Guiding BeeThe Evolution of Flight



Wings

The most accepted theory of the origin of wings suggests that they grew out of a gill-like apparatus present in the very earliest insects. Some of these gills may have grown over time, after they were supplanted in the adults by tracheae, to form little flaps. Initially, these proto-wings would have been useful for little more than jumping, perhaps adding a little to the distance over which an insect could leap. Gradually these wings would have grown larger, until they could be used for controlled diving, gliding, and then even flapping flight. The Megasecoptera, a very old order related to the Odonata, the wing span reached as much as one metre, could flap its wings and even soar (the most advanced flight mode, practised by the birds and insects with the largest wing spans, involving extended periods of gliding and requiring great control over the wings and only occasional flapping). Most modern insects have functional wings as adults, and every order has at least some winged species, so that the principal criterion for distinguishing insects at all hierarchical levels is the wing morphology.

Compound Eyes

One of the very earliest identifying features of insects is the compound eye, found only among the insects, the centipedes, the crustaceans, and the horseshoe crabs. The compound eye is composed a large number (generally a few hundred to thousands) of facets, each of which faces a slightly different direction than its neighbours. Each facet records a general impression of the colour and intensity of the light which comes from the direction in which it faces, but does not produce a complete image. Every facet is bound by is own optic nerve to the insect's brain and contributes one spot of light to the image, much as the pixels (picture elements) in the monitor in front of you are doing now or tiles do in a mosaic. The quality of the picture which an insect sees is determined by the resolution (number of facets) of its eyes, as is the case with a computer monitor. Shapes are much more clearly defined on a 1024x768-pixel monitor than are equal size shapes on a 320x240-pixel monitor. Most insects can see fairly well to a few feet, but not much beyond that. The farther away that an object is, the fewer facets that it covers and the poorer the resolution of the object. The compound eye system does not require and cannot incorporate a mechanism for focusing. The clarity or fuzziness of the image is determined by the number of facets, which is fixed, in the eye and by the insects distance from the object. The sequence of bee head below show, from left to right, the way a human sees a bee's head, the way a bee might see the same head from a short distance away, and the way a bee might see it from farther away.
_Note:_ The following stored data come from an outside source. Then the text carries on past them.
PR #664, opened 2022-09-25
Add `no_std` support

i509VCB:
no_std support is enabled by disabling the default `std` feature.


.github/workflows/ci.yml
```diff
@@ -29,6 +29,17 @@ jobs:
           command: check
           args: --workspace --all-targets --all-features
 
+  check_no_std:
+    name: Check no_std
```
MarijnS95, line 33: _and_ `1.64` MSRV.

There is, however, a great advantage to the compound eye system. Image processing is so much more efficient than is the case with, for example, a human's eyes, that the compound eye offers a much greater flicker fusion rate. This means that an insect can assimilate changes in what it's seeing many times more quickly than we can. A prestidigitator's hand-tricks are transparent to insects, because the hand is not faster than the compound eye, and a Hollywood movie would look to an insect like a series of still photographs. The advantage for insects is that compound eyes allow them to fly at high speeds through dense woods and marshes without hitting anything and to chase other quick-flying insects. They are also excellent for detecting motion, essentially just recording slight changes in the image over short intervals. A side-effect of this, however, is that an insect cannot spot a mate from far away. It detects something moving, flies over hoping to find a mate, sees when it's close enough that it has found an enemy, and has to fly as fast as possible away.